Looked at this a few minutes today. There are a few more sketchy things about 
this class:
- the comparators for PQ entries reach into Table classes and get mutable 
fields like access count, which means that the PriorityQueue's heap invariant 
might be transiently broken. For example, while inserting table A, it will get 
compared against some existing heap entry B. Entry B might be concurrently 
mutated, and not yet updated in the heap, which means that it could be 
misplaced in the priority queue. Depending on the implementation of the PQ, 
breaking the invariant could cause either wrong results or an exception to be 
thrown.
- the "alwaysEvict" policy doesn't make much sense -- the original review says 
"I just wanted a cheap way to make sure that frequently accessed tables from 
the past didn't prevent newly accessed tables from ever being inserted in the 
cache.
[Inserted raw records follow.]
PR #1648, opened 2024-09-12
types: Add Time type from Gateio and share across codebase

shazbert:
# PR Description

Consolidate and share similar time type. The unmarshal method is more performant than the convert type, it also is more consistent and fixes improper time handling e.g. bybit.

NOTE: So any integer string length that is under 10 will be rejected, wondering if I should change that, but everything we deal with crypto wise should be past 2009 anyway and if we go tradfi route then that will make sense as well pre 2001. Let me know what you guys want me to handle, or if this is a good state for now. 

Also had a fast path optimisation in one of the convert functions but is now being done under the hood in the strconv package, I have backtested it so no need to introduce:

```go
	if strconv.IntSize == 32 && len(s) >= 10 {
		i, err := strconv.ParseInt(s, 10, 64)
		if err != nil {
			return err
		}
		*t = microTimestamp(time.UnixMicro(i))
		return nil
	}

	// Has Fast path optimisation when int == 64
	i, err := strconv.Atoi(s)
	if err != nil {
		return err
	}
```

## Type of change

## How has this been tested

- [ ] go test ./... -race
- [ ] golangci-lint run
- [ ] Test X

## Checklist


types/time.go
```diff
@@ -1,37 +1,31 @@
...
-	zero     = []byte(`0`)
-	emptyStr = []byte(`""`)
-	zeroStr  = []byte(`"0"`)
-)
-
 // Time represents a time.Time object that can be unmarshalled from a float64 or string.
 type Time time.Time
 
 // UnmarshalJSON deserializes json, and timestamp information.
 func (a *Time) UnmarshalJSON(data []byte) error {
```
gloriousCode, line 15:
```suggestion
func (t *Time) UnmarshalJSON(data []byte) error {
```

types/time.go
```diff
@@ -1,37 +1,31 @@
...
 )
 
-var (
-	zero     = []byte(`0`)
-	emptyStr = []byte(`""`)
-	zeroStr  = []byte(`"0"`)
-)
-
 // Time represents a time.Time object that can be unmarshalled from a float64 or string.
 type Time time.Time
```
gloriousCode, line 13: Please add 
```go
func (t Time) String() string {
	return t.Time().String()
}
```

gloriousCode: How about this too
```go
func (t Time) MarshalJSON() ([]byte, error) {
	return t.Time().MarshalJSON()
}
```

exchanges/bybit/bybit_test.go
```diff
@@ -3226,7 +3226,7 @@ func TestWsTicker(t *testing.T) {
 				assert.Equal(t, 6780.866843, v.Volume, "Volume should be correct")
 				assert.Equal(t, "BTC_USDT", v.Pair.String(), "Pair should be correct")
 				assert.Equal(t, asset.Spot, v.AssetType, "AssetType should be correct")
-				assert.Equal(t, int64(233366401000), v.LastUpdated.UnixMilli(), "LastUpdated should be correct")
+				assert.Equal(t, int64(2333664010000), v.LastUpdated.UnixMilli(), "LastUpdated should be correct")
```
gloriousCode, line 3229: Please relook at this test. The dates are far in the future. I don't mind if you're just updating the time with a more recent one, but it makes it look like an error

I have verified that the WS data is otherwise coming back properly

gloriousCode (changes requested):
Tested each exchange you implemented this for.... 😭

gloriousCode (approved):
tytytytACK

exchanges/gateio/gateio_types.go
```diff
@@ -16,7 +16,7 @@ const (
 	settleUSD  = "usd"
 	settleUSDT = "usdt"
 
-	// time in force variables
+	// types.Timein force variables
```
thrasher-, line 19:
```suggestion
	// types.Time time in force variables
```

types/time.go
```diff
@@ -43,30 +37,40 @@ func (a *Time) UnmarshalJSON(data []byte) error {
...
+func (t Time) Time() time.Time { return time.Time(t) }
+
+// String returns a string representation of the time.
+func (t Time) String() string {
+	return t.Time().String()
+}
+
+// MarshalJSON serializes the time to json.
+func (t Time) MarshalJSON() ([]byte, error) {
+	return t.Time().MarshalJSON()
```
thrasher-, line 75: Just a note here that we'll need to be careful on exchanges using this for outbound requests since it's unlikely all exchanges would use RFC 3339

thrasher- (changes requested):
A nice consolidation, tested with one minor nit

thrasher- (approved):
Changes ACK, thanks!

A more elaborate schemes could be time-based rank reduction or something 
like that." However, what it really accomplishes is that you get 24 MFU tables 
plus one MRU table tacked onto the end. ie it doesn't allow multiple 
recently-accessed tables to get into the cache, it just gets _one_ tacked onto 
the end.

> Entries in CatalogUsageMonitor are not cleared after invalidation
> -----------------------------------------------------------------
>
>                 Key: IMPALA-6876
>                 URL: https://issues.apache.org/jira/browse/IMPALA-6876
>             Project: IMPALA
>          Issue Type: Bug
>          Components: Catalog
>    Affects Versions: Impala 3.0, Impala 2.12.0
>            Reporter: Dimitris Tsirogiannis
>            Priority: Major
>              Labels: memory-leak, ramp-up
>
> The CatalogUsageMonitor in the catalog maintains a small cache of references 
> to tables that: a) are accessed frequently in the catalog and b) have the 
> highest memory requirements. These entries are not cleared upon server or 
> table invalidation, thus preventing the GC from collecting the memory of 
> these tables. We should make sure that the CatalogUsageMonitor does not 
> maintain entries of tables that have been invalidated or deleted.